**TASK ITEM**
All lines in the records that carry the string "possible" are to be shown.

**SUPPLIED DATA**
PR #2281, opened 2025-07-03
feat(client): add `permanent` flag to CLI and publisher

mlegner:
## Description

Currently, blobs are "permanent" as default and can be stored as "deletable" through the `--deletable` CLI option and a `deletable` query parameter on the publisher. We want to change this default behavior in the future, at which point we need a way to specify a blob as "permanent". Adding the `--permanent` flag in the same release where the default is changed is a bit dangerous as all users would have to change their invocations at exactly that point.

Adding the `--permanent` flag now allows users to already start calling `walrus store --permanent [...]` to make sure the behavior is unaffected by the later default change. Additionally, we log a warning about the upcoming default change from permanent to deletable if neither flag is specified.

The plan would then be to keep the `--deletable` around for some time longer and log a different warning about the default change if neither flag is specified.

Contributes to WAL-911.

## Test plan

Manual checks.

---

## Release notes

- [x] Publisher: Add a `permanent` query parameter. **Warning:** In the future, blobs will be stored as deletable by default; to keep the current behavior, you need to add the `permanent=true` query parameter.
- [x] CLI: Add a `--permanent` option to the `store` and `store-quilt` commands. **Warning:** In the future, blobs will be stored as deletable by default; to keep the current behavior, you need to add the `--permanent` option when storing blobs.


crates/walrus-sui/src/client.rs
```diff
@@ -339,15 +339,33 @@ impl BlobPersistence {
...
+            (false, false) => {
+                // TODO(WAL-911): Change the default behavior to return `Deletable` after a few
+                // releases.
+                tracing::warn!(
+                    "blob is marked as neither deletable nor permanent; blobs are currently \
+                    permanent by default, but this behavior will change in the future; use \
+                    `--deletable` or `--permanent` to explicitly specify the desired behavior"
+                );
+                Ok(Self::Permanent)
+            }
```
liquid-helium, line 359: Question: why do we need to have both `--deletable` and `--permanent`? Is it possible to have only the `--deletable`, if it is false, then it is permanent?

mlegner: Thanks for the review, @liquid-helium. 

> Question: why do we need to have both `--deletable` and `--permanent`? Is it possible to have only the `--deletable`, if it is false, then it is permanent?

This is the current state. However, as we want to make "deletable" the default in the future, we need a way to specify a blob as "permanent". Adding the `--permanent` flag in the same release where the default is a bit dangerous as all users would have to change their invocations at exactly that point.

Adding the `--permanent` flag now allows users to already start calling `walrus store --permanent [...]` to make sure the behavior is unaffected by the later default change.

The plan would then be to keep the `--deletable` around for some time longer and log a warning about the default change if neither flag is specified.

I'm adding this explanation to the PR description.

liquid-helium: Thanks for the explanation!

PR #2813, opened 2026-01-02
fix: implement quilt patch methods for ClientMultiplexer

liquid-helium:
The daemon's ClientMultiplexer was missing implementations for quilt patch reading methods, causing "quilt functionality not supported by this client" errors when calling quilt patch endpoints.

## Description

## Test plan

---

## Release notes

- [ ] Storage node:
- [ ] Aggregator:
- [ ] Publisher:
- [ ] CLI:

### DIFF
--- a/crates/walrus-service/src/client/daemon.rs
+++ b/crates/walrus-service/src/client/daemon.rs
@@ -118,18 +118,7 @@ pub trait WalrusReadClient {
     fn get_blobs_by_quilt_patch_ids(
         &self,
         _quilt_patch_ids: &[QuiltPatchId],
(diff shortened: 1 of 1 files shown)


crates/walrus-service/src/client/multiplexer.rs
```diff
@@ -190,6 +191,29 @@ impl WalrusReadClient for ClientMultiplexer {
     ) -> ClientResult<BlobWithAttribute> {
         self.read_client.get_blob_by_object_id(blob_object_id).await
     }
+
```
wbbradley, line 194: Can we remove the default impl of these methods now? (The ones in the trait definition.)

wbbradley (approved):
I've added the cleanup of the default impls. LGTM

PR #2816, opened 2026-01-05
feat: allow expired certificates if the key matches the pinned key

jpcsmith:
## Description

Accepts certificates if they are expired but the pinned public key matches the expected public key.

Closes WAL-760.

## Test plan

Added a unit test.

---

## Release notes

- [ ] Storage node:
- [ ] Aggregator:
- [ ] Publisher:
- [ ] CLI:

### DIFF
--- a/crates/walrus-storage-node-client/src/client/builder.rs
+++ b/crates/walrus-storage-node-client/src/client/builder.rs
@@ -80,7 +80,7 @@ impl StorageNodeClientBuilder {
     /// Passing true to this constructor disables that behaviour, resulting in expired certificates
     /// failing even if the public key is pinned.
     ///
-    /// This setting does not if not authenticating with the public key via
+    /// This setting has no effect if not authenticating with the public key via
     /// `authenticate_with_public_key` or `new_with_pinned_public_key`.
     pub fn disallow_expired_pinned_keys(mut self, is_disallowed: bool) -> Self {
         self.disallow_expired_pinned_keys = is_disallowed;


crates/walrus-storage-node-client/src/tls.rs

**WRITTEN RESPONSE**
liquid-helium, line 359: Question: why do we need to have both `--deletable` and `--permanent`? Is it possible to have only the `--deletable`, if it is false, then it is permanent?
> Question: why do we need to have both `--deletable` and `--permanent`? Is it possible to have only the `--deletable`, if it is false, then it is permanent?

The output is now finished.